Exercise prompt: Line count for "streaming": give how many lines in the data below contain it, with no other words.

── Information ──

PR #1186, opened 2023-01-27
Give more detail when we cannot process a non-JSON streamed line

AlanCoding:
The error handling for this in AWX has been really unforgivably bad. This abuses `result_traceback` somewhat, but this practice already existed in AWX. More information is better than less, is the main idea I'm following here.

### DIFF
--- a/ansible_runner/streaming.py
+++ b/ansible_runner/streaming.py
@@ -244,8 +244,13 @@ class Processor(object):
             try:
                 line = self._input.readline()
                 data = json.loads(line)
-            except (json.decoder.JSONDecodeError, IOError):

───

Answer section: 2